PR #469, opened 2017-11-08
doc: add some note about resample

sileht:
People should leverage archive policy system and using
resample at last chance.

This change adds some notes about that.

### DIFF
--- a/doc/source/rest.j2
+++ b/doc/source/rest.j2
@@ -187,6 +187,13 @@ can be resampled to a new |granularity|.
 
 {{ scenarios['get-measures-resample']['doc'] }}
 
+
+.. note::
+
+   If you plan to execute the query often, it is recommended for performance
+   to leverage an |archive policy| with the needed |granularity| instead of
+   resampling the time series on each query.
+
 .. note::
 
    Depending on the |aggregation method| and frequency of |measures|, resampled
@@ -735,6 +742,13 @@ Resample
                        (mean, median, std, min, max, sum, var, count)
 
    granularity: the granularity (e.g.: 1d, 60s, ...)
+
+.. note::
+
+   If you plan to execute the query often, it is recommended for performance
+   to leverage an |archive policy| with the needed |granularity| instead of
+   resampling the time series on each query.
+
 
 Math operations
 ~~~~~~~~~~~~~~~


doc/source/rest.j2
```diff
@@ -187,6 +187,13 @@ can be resampled to a new |granularity|.
 
 {{ scenarios['get-measures-resample']['doc'] }}
 
+
+`.. note::
+
+   Resample should be avoid because it have a performance impact on each
+   queries. It strongly recommended to define `archive policies` with all
```
jd: It is strongly…

you meant `|archive policies|`

doc/source/rest.j2
```diff
@@ -187,6 +187,13 @@ can be resampled to a new |granularity|.
...
+   `granularities` you will need at query times.
```
jd: |granularities| ?

doc/source/rest.j2
```diff
@@ -187,6 +187,13 @@ can be resampled to a new |granularity|.
 
 {{ scenarios['get-measures-resample']['doc'] }}
 
+
+`.. note::
+
+   Resample should be avoid because it have a performance impact on each
```
jd: it has

sileht:
Pull-request updated, HEAD is now 6b190219100099c3d2da13e13b74890464d2955b

sileht:
Pull-request updated, HEAD is now 793a2025dc058ab6581b08f2a0635435cf484802

doc/source/rest.j2
```diff
@@ -187,6 +187,13 @@ can be resampled to a new |granularity|.
 
 {{ scenarios['get-measures-resample']['doc'] }}
 
+
+.. note::
+
+   Resample should be avoided because it has a performance impact on each
+   queries. It is strongly recommended to define |archive policy| with all
```
jd: each query
it's singular

and it's "an archive policy" or "archive policies"

doc/source/rest.j2
```diff
@@ -187,6 +187,13 @@ can be resampled to a new |granularity|.
...
+   |granularities| you will need at query times.
```
jd: time

chungg:
i'm on the fence. understandly, it will add a performance impact and may return results that aren't exactly accurate. that said, i don't know if we want to encourage policies that compute granularities for rare queries.

i'm pretty sure any granularity above a day will have a negative performance affect on metricd as it now needs to store/retreive a (really) big back_window and resulting computation. for example, a monthly time-series will probably only be queried very rarely but refreshing the the monthly timeseries on every datapoint is a lot of work.

sileht:
Pull-request updated, HEAD is now 6d08a628cf78954aa40611bbdb75e1a9b2040701

sileht:
@gordc I have reworked the wording to be less strong.

doc/source/rest.j2
```diff
@@ -187,6 +187,13 @@ can be resampled to a new |granularity|.
 
 {{ scenarios['get-measures-resample']['doc'] }}
 
+
+.. note::
+
+   If the quey is planned to be done often, for better performance, it is
```
jd: If you plan to execute the query often, it is recommended for performances to leverage an |archive policy| with the needed |granularity| instead of resampling the time series on each query.

sileht:
Pull-request updated, HEAD is now 2caa726774e76c65af079264d7472f03c24c9d0b

doc/source/rest.j2
```diff
@@ -187,6 +187,13 @@ can be resampled to a new |granularity|.
 
 {{ scenarios['get-measures-resample']['doc'] }}
 
+
+.. note::
+
+   If you plan to execute the query often, it is recommended for performances
```
chungg: s/performances/performance/

doc/source/rest.j2
```diff
@@ -736,6 +743,13 @@ Resample
 
    granularity: the granularity (e.g.: 1d, 60s, ...)
 
+.. note::
+
+   If you plan to execute the query often, it is recommended for performances
```
chungg: s/performances/performance/

sileht: done

doc/source/rest.j2
sileht: done

sileht:
Pull-request updated, HEAD is now 2aec76230d30d5c236c67924c6fb4f2e9a9303d0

## EXERCISE INSTRUCTIONS
Work out how many lines above contain "archive"; write only the number.

## ANSWER SECTION
8